Apparently, this is going to be a super polarizing book here on Goodreads, which is totally fine. Whatever your feelings are towards this book, they are totally valid. I did end up really enjoying it though. I thought it read like an adult high fantasy, I loved the constant juxtaposition between the two main protagonists, I thought it was high action back to back to back, and I loved how morally grey and ambiguous everyone was. Maybe this book just catered to my personal reading tastes a bit more than others, but I really loved reading this.

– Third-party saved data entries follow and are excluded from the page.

PR #2384, opened 2023-04-19
Changes to repo provider logging

rossjones:
Changes to the repo provider to log output instead of writing to stdout in a few places. Also removes a bit of unused code and changes the visibility of a couple of functions that don't need to be public.


js-ts (approved):

js-ts:
LGTM

PR #2395, opened 2023-04-21
fix(bidder): ensure jobs pass semantic bidding before calculating resource usage

### LINKED ISSUE #2393: Bug(Compute): AskForBid calculates resource usage before executing bidding strategy
When a Compute node executes an AskForBid request it first calculates the resource usage via its [`usageCalculator`](https://github.com/bacalhau-project/bacalhau/blob/2f61dd2359f7293a3e812778fb6bc1f49bf1be4b/pkg/compute/endpoint.go#L56). If an input is an IPFS hash, and  one of the configured storage providers is IPFS this causes the compute node to resolve the hash (via `object stat` api):
https://github.com/bacalhau-project/bacalhau/blob/2f61dd2359f7293a3e812778fb6bc1f49bf1be4b/pkg/storage/ipfs/storage.go#L59-L65

If the content is not local this means the attached IPFS storage provide will l attempt to resolve the content on the IPFS network. There is no guarantee the content exists, or is reachable, and this operation will hang for a default value of 2 mins.

This clashes with the `InputLocalityStrategy` bidder (enabled by default), which instructs compute node to reject all bids requesting it to operator over content it does not contain locally. 

Compute nodes should instead swiftly reject asks that contain content that is remote to the compute node.

frrist:
- fixes #2393


pkg/compute/bidder.go
```diff
@@ -5,69 +5,104 @@ import (
...
-			ExecutionMetadata: NewExecutionMetadata(execution),
-			Err:               err.Error(),
-		})
+			ExecutionMetadata: ExecutionMetadata{
+				ExecutionID: request.ExecutionID,
+				JobID:       request.JobID,
+			},
+			Accepted: response.ShouldBid,
+			Reason:   response.Reason,
+		}
```
simonwo, line 85: We're now returning bid results from two places – one from here and one from ReturnBidResult, and they have subtly different content now. Is this a problem?

pkg/compute/bidder.go
```diff
@@ -5,69 +5,104 @@ import (
...
 
-	b.ReturnBidResult(ctx, execution, response)
+		// if we are bidding or waiting create an execution
+		if response.ShouldWait || response.ShouldBid {
+			execution := store.NewExecution(request.ExecutionID, request.Job, request.SourcePeerID, *resourceUsage)
+			if err := b.store.CreateExecution(ctx, *execution); err != nil {
+				log.Ctx(ctx).Error().Err(err).Msg("Unable to create execution state")
+				return
+			}
```
simonwo, line 98: We previously were creating an Execution in all cases, and now we only create one if we intend to bid. I can see some advantages from an auditing and retries perspective in the compute node remembering what it has declined to bid on. Should we be keeping the previous behaviour, but just not populating the resource usage?

pkg/bidstrategy/type.go
```diff
@@ -25,6 +25,14 @@ func NewShouldBidResponse() BidStrategyResponse {
...
 }
 
+type SemanticBidStrategy interface {
+	ShouldBid(ctx context.Context, request BidStrategyRequest) (BidStrategyResponse, error)
+}
+
+type ResourceBidStrategy interface {
+	ShouldBidBasedOnUsage(ctx context.Context, request BidStrategyRequest, usage model.ResourceUsageData) (BidStrategyResponse, error)
+}
+
```
simonwo, line 35: Double plus good change. Can we redefine the below `BidStrategy` to just be a combination of these two interfaces?

simonwo (commented):
👍🏻

pkg/compute/bidder.go
frrist: It shouldn't be. The only place `ReturnBidResult` gets called is in https://github.com/bacalhau-project/bacalhau/blob/e866a9156c1384c29f13cee84cc4421a42eb345f/pkg/compute/publicapi/endpoint_approve.go#L22-L45

And we can be certain the `execution` exists in the store at that point if the bid was approved or is waiting. Perhaps we could name this method differently, or ideally remove it from the `Bidder` since the method has little to do with bidding in the first place.

frrist: On second thought, this is a problem for our testing via mocked callbacks since it is unexpected to receive multiple `OnBidComplete` callbacks. Im going to give this a second look.

frrist: Alright [sorted the testing](https://github.com/bacalhau-project/bacalhau/pull/2395/files#diff-e40c658cdd9c7b652d7597a1e363a9606dd596daef8e54d3b6491eef166837c3R61-R67). Tests calling `AskForBid` must wait for the execution to be created if the bid is accepted or waited on as I have done in the linked test package.

pkg/compute/bidder.go
frrist: True. I made this change as creating an execution for each bid, regardless of it being accepted or rejected, probably won't scale as the network grows. I also wanted to avoid adding "incomplete executions" (i.e. without resource usage date) in the execution store. But this decision is ultimately up to the compute node implementer. However, it seems unreasonable (imo) from a protocol level to expect a compute nodes to keep execution states for jobs they are not bidding on/rejecting. (e.g. A Requester shouldn't expect compute nodes to maintain state for bids they are rejecting.) 

With respect to retries, compute nodes could use their execution store to track jobs they have accepted or rejected, and again this is up to their implementation, but it would probably be more efficient for them to use a separate store/cache specifically for this purpose. (assuming we want to swiftly reject previously reject jobs?). I suppose there could be a case for keeping this state when a compute node initially rejects a job, but then later via a retry accepts it if more resources became available. 

With respect to auditing, I would expect an audit of bid accept/reject to happen at the Requester level given it's the "thingy" that ultimately cares about what has been accepted/rejected. If we want to make the case that compute nodes can be audited in this way we could use a filesystem journal managed by each compute nodes (again up to them).

If you feel strongly about keeping this state in the compute nodes I am happy to revert this change.

pkg/bidstrategy/type.go
frrist: Yup, done in latest commit.

pkg/compute/bidder.go
```diff
@@ -104,21 +124,28 @@ func (b Bidder) ReturnBidResult(ctx context.Context, execution store.Execution,
...
+	// Check semantic bidding strategies before having to calculate resource usage
+	bidStrategyResponse, err := b.semanticStrategy.ShouldBid(ctx, bidStrategyRequest)
 	if err != nil {
-		return nil, fmt.Errorf("error asking bidding strategy if we should bid: %w", err)
+		return nil, nil, fmt.Errorf("error asking bidding strategy if we should bid: %w", err)
 	}
 
+	// if the request is semantically biddable check resource-based bidding.
+	var resourceUsage model.ResourceUsageData
 	if bidStrategyResponse.ShouldBid {
```
simonwo, line 138: If the semantic strategy responds with `ShouldBid: false, ShouldWait: true`, which is what will happen with using an async HTTP call, this will cause the resourceUsage config to not be evaluated, so the execution will be created with a nil resource usage. (The system effectively ignores the value of ShouldBid if ShouldWait is true, at the moment. So a tri-state value might have been a better choice.)

We then never go back to compute it or even run the resource-based strategies, because the async return call goes straight to ReturnBidResult. So sounds like any semantic strategy that returns ShouldWait will cause resource-based selection to be skipped.

pkg/bidstrategy/semantic/image_platform.go
```diff
@@ -1,25 +1,28 @@
-package docker
+package semantic
```
simonwo, line 1: I don't think this file should live in a general part of the code / I think that this being a Docker-specific strategy, it should live within the Docker executor package somewhere. My logic being that if/when we move to the world of executors being provided through plugins, then this strategy would need to be provided by the plugin and not by the core.

pkg/compute/bidder.go
frrist: ohh yeah, great catch! I've correct the code in the latest commits and added tests for this.

pkg/bidstrategy/semantic/image_platform.go
frrist: Yeah that's fair. Although if there is ever more than one docker executor (i.e. and alternative implementation to our own) it would also need to implement something like this. My thinking here was that we could provide a library/package of "standard" bid strategies that other implementations could implement, mainly motivated by our mono repo approach today.

In ee288ce09c525fa8a5b7ea9bb53b60b9eff89856 I have moved this back into the docker executor.

simonwo (approved):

I loved the worldbuilding, I didn’t find it difficult to understand. I loved the fast paced and constant action. I ended up completely adoring many of the characters. I thought the writing was smart and lyrical. And I just overall thought this was an expertly crafted tale and made these two girl’s stories and parallels blend perfectly.
Furyborn is a book about two girls who are leading very different paths, from very different times:
“She was supposed to be the Sun Queen, their savior and protector. And yet she had become the Blood Queen. The Kingsbane. The Lady of Death.”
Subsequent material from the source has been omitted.